Extracted data entries:

★ ★ ★ ★ ★ ★ ★

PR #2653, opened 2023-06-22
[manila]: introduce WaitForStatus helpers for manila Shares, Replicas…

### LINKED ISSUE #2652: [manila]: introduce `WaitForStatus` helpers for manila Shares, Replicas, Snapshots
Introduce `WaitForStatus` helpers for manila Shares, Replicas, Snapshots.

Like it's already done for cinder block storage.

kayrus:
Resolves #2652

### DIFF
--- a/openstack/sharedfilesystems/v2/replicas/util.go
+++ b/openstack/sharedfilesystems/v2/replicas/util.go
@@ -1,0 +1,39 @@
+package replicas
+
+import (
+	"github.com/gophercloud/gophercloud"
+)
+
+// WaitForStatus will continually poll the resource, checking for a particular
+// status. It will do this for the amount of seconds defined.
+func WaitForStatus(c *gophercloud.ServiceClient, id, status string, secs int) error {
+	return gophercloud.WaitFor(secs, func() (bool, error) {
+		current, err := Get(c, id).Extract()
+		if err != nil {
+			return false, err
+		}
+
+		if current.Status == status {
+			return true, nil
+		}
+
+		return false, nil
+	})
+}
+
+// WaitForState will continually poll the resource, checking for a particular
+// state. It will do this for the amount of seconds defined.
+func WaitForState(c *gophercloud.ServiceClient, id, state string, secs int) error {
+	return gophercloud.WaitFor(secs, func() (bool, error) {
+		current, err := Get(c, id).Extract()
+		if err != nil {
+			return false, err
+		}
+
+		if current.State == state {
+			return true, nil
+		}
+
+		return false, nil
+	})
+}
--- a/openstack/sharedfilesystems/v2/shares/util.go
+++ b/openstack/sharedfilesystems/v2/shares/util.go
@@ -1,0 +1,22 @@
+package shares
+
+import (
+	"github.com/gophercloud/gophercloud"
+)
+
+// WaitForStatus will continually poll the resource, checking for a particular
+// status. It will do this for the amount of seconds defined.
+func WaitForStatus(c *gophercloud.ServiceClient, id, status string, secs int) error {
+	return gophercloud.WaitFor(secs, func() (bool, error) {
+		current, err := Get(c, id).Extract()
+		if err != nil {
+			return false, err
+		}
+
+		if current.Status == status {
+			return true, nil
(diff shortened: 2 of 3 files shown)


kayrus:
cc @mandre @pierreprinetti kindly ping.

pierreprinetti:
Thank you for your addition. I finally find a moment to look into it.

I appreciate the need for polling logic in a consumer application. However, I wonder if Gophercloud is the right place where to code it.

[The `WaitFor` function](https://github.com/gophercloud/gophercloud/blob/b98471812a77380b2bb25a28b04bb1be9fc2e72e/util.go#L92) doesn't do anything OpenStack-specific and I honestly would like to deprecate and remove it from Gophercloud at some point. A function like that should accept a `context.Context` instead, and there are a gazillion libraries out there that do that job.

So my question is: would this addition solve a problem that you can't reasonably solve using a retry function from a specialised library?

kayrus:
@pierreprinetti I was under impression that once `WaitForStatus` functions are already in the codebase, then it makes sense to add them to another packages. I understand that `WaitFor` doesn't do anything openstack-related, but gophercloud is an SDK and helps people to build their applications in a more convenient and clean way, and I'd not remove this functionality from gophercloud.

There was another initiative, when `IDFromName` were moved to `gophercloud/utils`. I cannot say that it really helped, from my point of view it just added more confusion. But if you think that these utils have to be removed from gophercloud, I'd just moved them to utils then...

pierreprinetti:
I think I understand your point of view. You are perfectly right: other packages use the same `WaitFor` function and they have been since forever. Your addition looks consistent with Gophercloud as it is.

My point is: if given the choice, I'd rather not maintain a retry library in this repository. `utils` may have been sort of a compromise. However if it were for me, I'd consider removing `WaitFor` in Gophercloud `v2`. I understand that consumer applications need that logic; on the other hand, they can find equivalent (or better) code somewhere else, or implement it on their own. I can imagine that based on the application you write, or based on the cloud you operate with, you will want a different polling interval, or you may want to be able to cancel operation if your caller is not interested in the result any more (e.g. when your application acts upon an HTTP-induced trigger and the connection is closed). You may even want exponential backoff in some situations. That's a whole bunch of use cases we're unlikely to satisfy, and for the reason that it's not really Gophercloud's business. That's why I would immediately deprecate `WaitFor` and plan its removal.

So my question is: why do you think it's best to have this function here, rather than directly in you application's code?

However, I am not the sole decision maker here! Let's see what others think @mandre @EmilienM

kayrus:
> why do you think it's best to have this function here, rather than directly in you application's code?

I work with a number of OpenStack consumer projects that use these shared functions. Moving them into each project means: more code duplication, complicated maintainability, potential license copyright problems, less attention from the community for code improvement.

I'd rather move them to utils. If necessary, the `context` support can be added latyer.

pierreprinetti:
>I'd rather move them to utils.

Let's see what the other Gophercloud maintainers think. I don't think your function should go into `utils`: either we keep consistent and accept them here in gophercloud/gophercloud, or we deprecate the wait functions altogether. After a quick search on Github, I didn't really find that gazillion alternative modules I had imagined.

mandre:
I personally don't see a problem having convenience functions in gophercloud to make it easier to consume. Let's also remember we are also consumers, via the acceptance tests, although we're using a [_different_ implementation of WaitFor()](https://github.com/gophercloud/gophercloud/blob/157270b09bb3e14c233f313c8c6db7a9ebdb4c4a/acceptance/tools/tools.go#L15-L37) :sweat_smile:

★ ★ ★ ★ ★ ★ ★

WHAT TO DO: Reproduce every line above. Keep it exact.

RESULT:
PR #2653, opened 2023-06-22
[manila]: introduce WaitForStatus helpers for manila Shares, Replicas…

### LINKED ISSUE #2652: [manila]: introduce `WaitForStatus` helpers for manila Shares, Replicas, Snapshots
Introduce `WaitForStatus` helpers for manila Shares, Replicas, Snapshots.

Like it's already done for cinder block storage.

kayrus:
Resolves #2652

### DIFF
--- a/openstack/sharedfilesystems/v2/replicas/util.go
+++ b/openstack/sharedfilesystems/v2/replicas/util.go
@@ -1,0 +1,39 @@
+package replicas
+
+import (
+	"github.com/gophercloud/gophercloud"
+)
+
+// WaitForStatus will continually poll the resource, checking for a particular
+// status. It will do this for the amount of seconds defined.
+func WaitForStatus(c *gophercloud.ServiceClient, id, status string, secs int) error {
+	return gophercloud.WaitFor(secs, func() (bool, error) {
+		current, err := Get(c, id).Extract()
+		if err != nil {
+			return false, err
+		}
+
+		if current.Status == status {
+			return true, nil
+		}
+
+		return false, nil
+	})
+}
+
+// WaitForState will continually poll the resource, checking for a particular
+// state. It will do this for the amount of seconds defined.
+func WaitForState(c *gophercloud.ServiceClient, id, state string, secs int) error {
+	return gophercloud.WaitFor(secs, func() (bool, error) {
+		current, err := Get(c, id).Extract()
+		if err != nil {
+			return false, err
+		}
+
+		if current.State == state {
+			return true, nil
+		}
+
+		return false, nil
+	})
+}
--- a/openstack/sharedfilesystems/v2/shares/util.go
+++ b/openstack/sharedfilesystems/v2/shares/util.go
@@ -1,0 +1,22 @@
+package shares
+
+import (
+	"github.com/gophercloud/gophercloud"
+)
+
+// WaitForStatus will continually poll the resource, checking for a particular
+// status. It will do this for the amount of seconds defined.
+func WaitForStatus(c *gophercloud.ServiceClient, id, status string, secs int) error {
+	return gophercloud.WaitFor(secs, func() (bool, error) {
+		current, err := Get(c, id).Extract()
+		if err != nil {
+			return false, err
+		}
+
+		if current.Status == status {
+			return true, nil
(diff shortened: 2 of 3 files shown)


kayrus:
cc @mandre @pierreprinetti kindly ping.

pierreprinetti:
Thank you for your addition. I finally find a moment to look into it.

I appreciate the need for polling logic in a consumer application. However, I wonder if Gophercloud is the right place where to code it.

[The `WaitFor` function](https://github.com/gophercloud/gophercloud/blob/b98471812a77380b2bb25a28b04bb1be9fc2e72e/util.go#L92) doesn't do anything OpenStack-specific and I honestly would like to deprecate and remove it from Gophercloud at some point. A function like that should accept a `context.Context` instead, and there are a gazillion libraries out there that do that job.

So my question is: would this addition solve a problem that you can't reasonably solve using a retry function from a specialised library?

kayrus:
@pierreprinetti I was under impression that once `WaitForStatus` functions are already in the codebase, then it makes sense to add them to another packages. I understand that `WaitFor` doesn't do anything openstack-related, but gophercloud is an SDK and helps people to build their applications in a more convenient and clean way, and I'd not remove this functionality from gophercloud.

There was another initiative, when `IDFromName` were moved to `gophercloud/utils`. I cannot say that it really helped, from my point of view it just added more confusion. But if you think that these utils have to be removed from gophercloud, I'd just moved them to utils then...

pierreprinetti:
I think I understand your point of view. You are perfectly right: other packages use the same `WaitFor` function and they have been since forever. Your addition looks consistent with Gophercloud as it is.

My point is: if given the choice, I'd rather not maintain a retry library in this repository. `utils` may have been sort of a compromise. However if it were for me, I'd consider removing `WaitFor` in Gophercloud `v2`. I understand that consumer applications need that logic; on the other hand, they can find equivalent (or better) code somewhere else, or implement it on their own. I can imagine that based on the application you write, or based on the cloud you operate with, you will want a different polling interval, or you may want to be able to cancel operation if your caller is not interested in the result any more (e.g. when your application acts upon an HTTP-induced trigger and the connection is closed). You may even want exponential backoff in some situations. That's a whole bunch of use cases we're unlikely to satisfy, and for the reason that it's not really Gophercloud's business. That's why I would immediately deprecate `WaitFor` and plan its removal.

So my question is: why do you think it's best to have this function here, rather than directly in you application's code?

However, I am not the sole decision maker here! Let's see what others think @mandre @EmilienM

kayrus:
> why do you think it's best to have this function here, rather than directly in you application's code?

I work with a number of OpenStack consumer projects that use these shared functions. Moving them into each project means: more code duplication, complicated maintainability, potential license copyright problems, less attention from the community for code improvement.

I'd rather move them to utils. If necessary, the `context` support can be added latyer.

pierreprinetti:
>I'd rather move them to utils.

Let's see what the other Gophercloud maintainers think. I don't think your function should go into `utils`: either we keep consistent and accept them here in gophercloud/gophercloud, or we deprecate the wait functions altogether. After a quick search on Github, I didn't really find that gazillion alternative modules I had imagined.

mandre:
I personally don't see a problem having convenience functions in gophercloud to make it easier to consume. Let's also remember we are also consumers, via the acceptance tests, although we're using a [_different_ implementation of WaitFor()](https://github.com/gophercloud/gophercloud/blob/157270b09bb3e14c233f313c8c6db7a9ebdb4c4a/acceptance/tools/tools.go#L15-L37) :sweat_smile:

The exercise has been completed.